#### What needs to be done
For this exercise, please find the lines in the entries that include the word "repository" and copy them.

== Excerpted records

PR #1216, opened 2024-07-23
Implement client-side APK discovery in `apko`

mattmoor:
The protocol follows a roughly similar handshake to OIDC discovery, hitting `{repository}/apk-configuration`, extracting the `jwks_uri` and then recording each pem-encoded key as `/etc/apk/keys/{kid}.rsa.pub`.

I have tested this locally with both public and private APK repositories against `apk.mattmoor.dev` with the changes in: https://github.com/chainguard-dev/mono/pull/18431

Once this lands, I can use this in e2e tests there, but those are somewhat 🐔  & 🥚

### DIFF
--- a/pkg/apk/apk/implementation.go
+++ b/pkg/apk/apk/implementation.go
@@ -19,9 +19,11 @@ import (
 	"bytes"
 	"context"
 	"crypto/rsa"
+	"crypto/x509"
 	"encoding/base64"
 	"encoding/hex"
 	"encoding/json"
+	"encoding/pem"
 	"errors"
 	"fmt"
 	"io"
@@ -37,7 +39,6 @@ import (
 	"time"
 
 	"github.com/go-jose/go-jose/v4"
-	"github.com/sigstore/sigstore/pkg/cryptoutils"
 	"go.lsp.dev/uri"
 	"go.opentelemetry.io/otel"
 	"go.opentelemetry.io/otel/attribute"
@@ -874,6 +875,9 @@ func (a *APK) fetchChainguardKeys(ctx context.Context, repository string) error 
 	}
 
 	for _, key := range jwks.Keys {
+		if key.KeyID == "" {
+			return fmt.Errorf(`key missing "kid"`)
+		}
 		filename := filepath.Join(keysDirPath, key.KeyID+".rsa.pub")
 		f, err := a.fs.OpenFile(filename, os.O_CREATE|os.O_WRONLY, 0o644)
 		if err != nil {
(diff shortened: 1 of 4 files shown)


pkg/apk/apk/implementation.go
```diff
@@ -794,6 +814,85 @@ func (a *APK) fetchAlpineKeys(ctx context.Context, alpineVersions []string) erro
...
+
+	for _, key := range jwks.Keys {
+		filename := filepath.Join(keysDirPath, key.KeyID+".rsa.pub")
+		f, err := a.fs.OpenFile(filename, os.O_CREATE|os.O_WRONLY, 0o644)
+		if err != nil {
+			return fmt.Errorf("failed to open key file %s: %w", filename, err)
+		}
+		defer f.Close()
+
+		pubBytes, err := cryptoutils.MarshalPublicKeyToPEM(key.Key.(*rsa.PublicKey))
```
imjasonh, line 884: cryptoutils is a kitchen sink. I know we already transitively depend on it via cosign, but I wish we didn't.

Can we just implement this ourselves and save the direct dep we'll have to sever later? It looks pretty simple.

https://github.com/sigstore/sigstore/blob/v1.8.7/pkg/cryptoutils/publickey.go#L76

pkg/apk/apk/implementation.go
```diff
@@ -794,6 +814,85 @@ func (a *APK) fetchAlpineKeys(ctx context.Context, alpineVersions []string) erro
...
+		return fmt.Errorf("failed to fetch JWKS: %v", jwksResponse.Status)
+	}
+
+	jwks := jose.JSONWebKeySet{}
+	if err := json.NewDecoder(jwksResponse.Body).Decode(&jwks); err != nil {
+		return fmt.Errorf("failed to unmarshal JWKS: %w", err)
+	}
+
+	for _, key := range jwks.Keys {
+		filename := filepath.Join(keysDirPath, key.KeyID+".rsa.pub")
```
imjasonh, line 877: Can we check that the key id is non-empty?

And possibly also that the key bytes is set, I'm not sure if that'll fail otherwise.

I want to avoid the situation where a non-JWKS JSON response is silently handled without failing.

imjasonh (commented):
Looks easier than I thought? Can we get some simple tests? 🙏

pkg/apk/apk/implementation.go
mattmoor: done

pkg/apk/apk/implementation.go
mattmoor: done

mattmoor:
@imjasonh I made it do a real key discovery to confirm things work against staging.  We can swap this to a prod group once we push.

imjasonh (approved):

====

#### Output of the exercise
The protocol follows a roughly similar handshake to OIDC discovery, hitting `{repository}/apk-configuration`, extracting the `jwks_uri` and then recording each pem-encoded key as `/etc/apk/keys/{kid}.rsa.pub`.
@@ -874,6 +875,9 @@ func (a *APK) fetchChainguardKeys(ctx context.Context, repository string) error 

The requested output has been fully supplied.